Grant also took on a bit of a mentorship role on the set of the film, giving his younger co-stars the support they needed.

“He had respect for us,” East says. “I never assumed someone should have respect for me as an actor, but he did. It gave us this confidence of being able to do this movie with him in such crazy circumstances.”

“When we saw The Rehearsal, we were like, Oh, that's like Reed.”

Grant’s character, Mr. Reed, is almost the exact opposite. He’s a manipulative villain who presents a front of charm before ultimately revealing his true, diabolical intentions. Without giving away too many of the movie’s razor-sharp twists and turns, I’ll say that every word Reed speaks and every action he takes is carefully calibrated to drag his two victims into a literal pit of despair.

Heretic’s villain might give off cult-leader vibes with a hint of Jigsaw, but Beck and Woods say they took their inspiration from a more unlikely TV character.

“We joked that he's kind of like Nathan Fielder with decision trees and trying to predict: If she says this thing and walks over here, here's what I do,” Woods says. “When we saw The Rehearsal, we were like, Oh, that's like Reed.”

Heretic goes to some dark places, both philosophically and literally.

A24

But unlike Fielder, whose alleged purpose in The Rehearsal is to help people confront a personal challenge, Reed has loftier ambitions. Beck explains that the character’s ultimate goal is to conquer human psychology through careful planning. He compares it to the way both religious and cult leaders operate: “People that are thinking 10 steps ahead can exert control and manipulate people into things that they otherwise wouldn't do.”

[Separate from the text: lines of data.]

PR #9837, opened 2023-05-08
Remove Toxiin generation When dead

Bod9001:
### Changelog:

CL: [Balance] Remove Toxiin generation When dead
CL: [fix] Fixes face huggers not implanting eggs Properly
CL: [fix] Fixes Suit fabricators not Working

### DIFF
--- a/UnityProject/Assets/Scripts/HealthV2/Living/PolymorphicSystems/NaturalChemicalReleaseSystem.cs
+++ b/UnityProject/Assets/Scripts/HealthV2/Living/PolymorphicSystems/NaturalChemicalReleaseSystem.cs
@@ -134,7 +134,7 @@ namespace HealthV2.Living.PolymorphicSystems
 			float Multiplier = HeartEfficiency;
 			if (HeartEfficiency == 0)
 			{
-				Multiplier = 0.0025f;
+				return;
 			}
 
 			foreach (var KVP in Toxicity)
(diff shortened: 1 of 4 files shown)


UnityProject/Assets/Scripts/HealthV2/Living/PolymorphicSystems/NaturalChemicalReleaseSystem.cs
```diff
@@ -134,7 +134,7 @@ public void ToxinGeneration(float HeartEfficiency)
 			float Multiplier = HeartEfficiency;
 			if (HeartEfficiency == 0)
```
corp-0, line 135: this doesn't say "dead" specifically. Is there any situation where you have a bad heart but are still alive?

Bod9001: You can be alive with no heart but None of the systems work such as Oxygenation

Bod9001:
Scene changes are to add the Suit fabricators to APC Since they powered now

UnityProject/Assets/Scripts/HealthV2/Living/PolymorphicSystems/NaturalChemicalReleaseSystem.cs
corp-0: would it be better to be more specific and check if the creature is dead instead?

“All religion is kind of like a form of manipulating people's actions and beliefs and manipulating our laws,” adds Woods, finally laying bare the question at the heart of Heretic. “Reed is testing his hypothesis to see if he can pull it off.”

Whether he succeeds or fails is a debate for a future date — ideally, once everyone has had a chance to see Heretic for themselves. But in the meantime, there’s one burning mystery that’s still plaguing Beck and Woods, and it has everything to do with a certain bumbling Star Wars alien.

“The thing that we're curious about is: Did Hugh Grant know about Jar Jar Binks before reading the script and taking on this role?” Woods brings the question up unprompted before I even have a chance to ask it. “Did he watch Star Wars: Episode One — The Phantom Menace just to know how to impersonate Jar Jar? We don't know, but he's the kind of actor who would definitely watch that entire movie just to know what Jar Jar sounds like.”

“And then probably watch it on repeat,” Beck adds. “Just the scenes with Jar Jar. Time and time again.”

Heretic releases in theaters on November 8.